Since AstraZeneca, CoronaVac, Moderna, Pfizer, Sputnik and other broadly distributed vaccines all have many different names all over the world, Google’s “ability to correctly identify all these names is critical to bringing people the latest trustworthy information about the vaccine”. So now the search platform uses MUM “to identify over 800 variations of vaccine names in more than 50 languages in a matter of seconds,” Pandu Nayak, Google Fellow and Vice President, Search wrote in a blog post. “After validating MUM’s findings, we applied them to Google Search so that people could find timely, high-quality information about COVID-19 vaccines worldwide.”

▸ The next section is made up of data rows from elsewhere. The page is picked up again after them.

PR #693, opened 2018-08-28
Add uplift theme

### LINKED ISSUE #690: Update theme switching to use ids-identity as a source
We already have an existing theme switcher in Enterprise, we just need to switch the source to pull the themes from `ids-identity`

n/a

n/a

**Additional context**
Once all is linked properly, you might not see much change and this is expected. The original 3 themes (light/dark/high-contrast) should look identical to the previous setup and the uplift theme is at most, 10% done/implemented.

tmcconechy:

Added the new theme into the switcher and the building out of the new theme from the ids-identity package. Updated ids. Now work can continue on the new uplift theme. 

As of now the only thing i see fixed / changed in the theme is the background color on the inputs. More will be added by design in the future. On #690 i noted some of the issues necessary to fix along the way (colors / button height) to get more working as we progress with the theme.

Closes #690 

http://localhost:4000/components/input/example-index.html  http://localhost:4000/components/checkboxes/example-index.html
- select "uplift" from the theme picker in the top right ... button


app/views/components/personalize/example-settings-page.html
```diff
@@ -27,6 +27,7 @@ <h3>Themes & Personalization</h3>
           <option selected value="light">Light</option>
           <option value="dark">Dark</option>
           <option value="high-contrast">High Contrast</option>
+          <option value="uplift">High Contrast</option>
```
EdwardCoyle: I'm guessing this should be "Uplift"

tmcconechy: I'll fix this in next pr...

“MUM is a deep neural network that’s made up of transformers just like BERT (Bidirectional Encoder Representations from Transformers) was,” explains Nayak on a call. In 2018, Google launched BERT, a neural network-based technique for natural language processing (NLP) pre-training that lets anyone train their own state-of-the-art question answering system. “But in many ways MUM is very different from BERT. Like BERT it can understand language using encoders… but in addition to that it also has a stack of decoders which allows it to generate text,” Nayak says, adding that this particular architecture is a text-to-text model based on T5 architecture developed by Google Research.

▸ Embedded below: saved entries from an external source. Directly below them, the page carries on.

Issue #692, opened 2018-08-28
Checkbox Component. Dirty tracker not appearing on high contrast


CindyMercadoReyes:
**Describe the bug**
[All Browsers] Checkbox Component. Dirty tracker not appearing on high contrast on "Option 3".

**To Reproduce**
1. Go to url: http://4100-beta1-enterprise.demo.design.infor.com/components/checkboxes/example-horizontal.html
2. Click on the menu and select "High Contrast'
3. Click on "Option 3"
4. The dirty tracker is not appearing. 

**Expected behavior**
The dirty tracker should appear on all three themes

**Screenshots**

![checkbox tracker_2](https://user-images.githubusercontent.com/39101346/44743783-6db0f300-aad1-11e8-964e-482f2073d178.png)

Nayak says MUM was trained on a high-quality subset of the web corpus after omitting low-quality content. It was also trained on all 75 languages at the same time, “so intrinsically its a multi-lingual model”. He explains the benefits: “What that allows us to do is to generalise from data rich languages to data for languages where there are fewer documents.” Also, MUM is “intrinsically multi-modal sort of training” and can expand to images and the like.
This essentially means the model can learn in one language and disseminate the knowledge in others. Also, for Google this translates as a smart mechanism which does not have to learn separately in all languages.

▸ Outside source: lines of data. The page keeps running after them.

Issue #282, opened 2018-06-27
Accordion: focus styling remains when clicking headers (in safari)


gushanson:
**Describe the bug**
The blue focus styling remains on a clicked header even after another header has been clicked.

**To Reproduce**
- Go to url: http://master-enterprise.demo.design.infor.com/components/accordion/example-index.html
- Click Warehouse Location header
- Click Sort By header
- Click brand name header

**Expected behavior**
The Warehouse Location is not styled as focused.

**Actual behavior**
The Warehouse Location is styled as focused.

**Additional context**
Version 4.7.0
**Safari only**

tmcconechy:
This is actually correct we have two types.

Panel-style
http://master-enterprise.demo.design.infor.com/components/accordion/example-accordion-panels.html
- used for navigation/selection

In-page / Traditional
http://master-enterprise.demo.design.infor.com/components/accordion/example-index.html
- just has expandable sections and content inside.
- focus the headers to activate 

So this example is correct.

gushanson:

The opportunities are endless. “We think of it as a platform in which different teams can use that platform for their own individual use cases. So one team might use it to improve classification, one to improve ranking and another for information extraction, and yet another to create a whole new application. So it is intrinsically multitasking…,” he underlines.
The vaccine name recognition is just the start of what could be something big. The blog post elaborates: “Our early testing indicates that not only will MUM be able to improve many aspects of our existing systems, but will also help us create completely new ways to search and explore information.”